GREXIT*

It’s easier said than done. Here’s the nub of the problem:

Greek banks, which have been closed all week and rationing withdrawals from cash machines, are expected to run out of money within days unless the European Central Bank provides an emergency lifeline. Finance Minister Yanis Varoufakis is due to meet top Greek bankers later on Sunday and State Minister Nikos Pappas, one of Prime Minister Alexis Tsipras’s closest aides, said it was “absolutely necessary” to restore liquidity to the banking system now that the vote is over.

However the European Central Bank, which holds a conference call on Monday morning, may be reluctant to increase emergency lending to Greek banks after voters rejected the spending cuts and economic reforms which creditors consider essential to make Greek public finances viable, central bankers said.

If Tsipras wants to win this game of chicken he’d better be prepared to fully exit the Euro, for the simple reason that as long as Greeks need Euros to conduct business and transactions of all kinds, the European Central Bank can run his little rebellion into the ground.

This article sheds a little light on the difficulty:

Countries switching currencies must grapple with two major questions: how to introduce new notes and coins, and what to do with bank accounts, debts, and financial instruments denominated in the old currency.
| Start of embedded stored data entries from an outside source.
PR #3437, opened 2022-04-03
Remove read_trials_from_remote_storage

keisuke-umezawa:
## Motivation
Currently, the method `read_trials_from_remote_storage` is implemented in the all storages classes. However, only the `CachedStorage` has meaningful implementation actually, because:

1. The `read_trials_from_remote_storage` in `RDBStorage` and `RedisStorage` is never called, because they are always wrapped by `CachedStorage`, and `CachedStorage` never calls `read_trials_from_remote_storage` in the wrapped storages.
2. The `read_trials_from_remote_storage` in `InMemoryStorage` just checks if study_id exists or not.

As a result, we can remove `read_trials_from_remote_storage` implementations other than `CachedStorage`.

To remove the implementations, we can move the calls of `read_trials_from_remote_storage` from study to `get_all_trials` in CachedStorage, because `read_trials_from_remote_storage` is always called before the calls of `get_all_trials`.

## Description of the changes

- [x] Remove the `read_trials_from_remote_storage` implementations other than `CachedStorage`
- [x] Move the calls of `read_trials_from_remote_storage` from study to `get_all_trials` in CachedStorage

### DIFF
--- a/optuna/storages/_cached_storage.py
+++ b/optuna/storages/_cached_storage.py
@@ -334,8 +334,8 @@ class _CachedStorage(BaseStorage):
         deepcopy: bool = True,
         states: Optional[Container[TrialState]] = None,
     ) -> List[FrozenTrial]:
-        if study_id not in self._studies:
-            self.read_trials_from_remote_storage(study_id)
+
+        self.read_trials_from_remote_storage(study_id)
 
         with self._lock:
             study = self._studies[study_id]
--- a/optuna/storages/_base.py
+++ b/optuna/storages/_base.py
@@ -678,19 +678,6 @@ class BaseStorage(object, metaclass=abc.ABCMeta):
         """
         return self.get_trial(trial_id).system_attrs
 
-    def read_trials_from_remote_storage(self, study_id: int) -> None:
-        """Make an internal cache of trials up-to-date.
-
-        Args:
-            study_id:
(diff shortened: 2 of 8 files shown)


optuna/storages/_cached_storage.py
```diff
@@ -334,8 +334,8 @@ def get_all_trials(
         deepcopy: bool = True,
         states: Optional[Container[TrialState]] = None,
     ) -> List[FrozenTrial]:
-        if study_id not in self._studies:
-            self.read_trials_from_remote_storage(study_id)
+
+        self.read_trials_from_remote_storage(study_id)
```
keisuke-umezawa, line 338: It might be better to rename it as `_read_trials_from_remote_storage`.

HideakiImamura:

HideakiImamura (commented):
I am not confident that this function is erasable. This is because the `**Stronger consistency requirements for special data***` in the BaseStorage docstring describes the conventions that the storage must satisfy using this function. Do you have any explanation for this?

himkt:
I'm also not confident but I think RDBStorages already satisfy `Stronger consistency requirements`. I'm wondering if we can remove `read_from_remote_storage` from BaseStorage and move a document for stronger consistency requirements to CachedStorage.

Of course, Bloomberg is an arm of the cognoscenti and is hardly rooting for a successful Grexit, but that doesn’t mean they’re wrong about everything.
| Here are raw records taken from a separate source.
PR #3442, opened 2022-04-04
Unify fail_stale_trials in each Storage impl

knshnb:
## Motivation

Currently, `fail_stale_trials` method is implemented in each Storage class (almost same functionality).

## Description of the changes

- added `_get_stale_trial_ids` method to `BaseStorage`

One possible solution is to realize just how much the sovereign power can do in this situation as long as it follows natural law.  Assuming the Greek government has some quantity of gold or silver**, it could certainly re-institute a gold or silver based drachma at whatever exchange rate made sense given their ability to redeem their notes.

To give you an idea of how this might go, remember that on these pages we suggested that if the US returned to a gold standard the dollar price of an ounce of gold would have to be pegged somewhere north of $30,000 – at least at first.  And there’s no real reason to be afraid of that: people need to conduct business, buy and sell food clothing and shelter a lot more than they need to get their hands on gold or silver.

The problem – well, one problem anyway – is I suspect that neither Tsipras nor anyone else in a position of authority in the Greek government has a clue about any of this.  Which means if the German dominated ECB wants to turn the screws they can and the Greek people will suffer.

In any case, it’s a fascinating development.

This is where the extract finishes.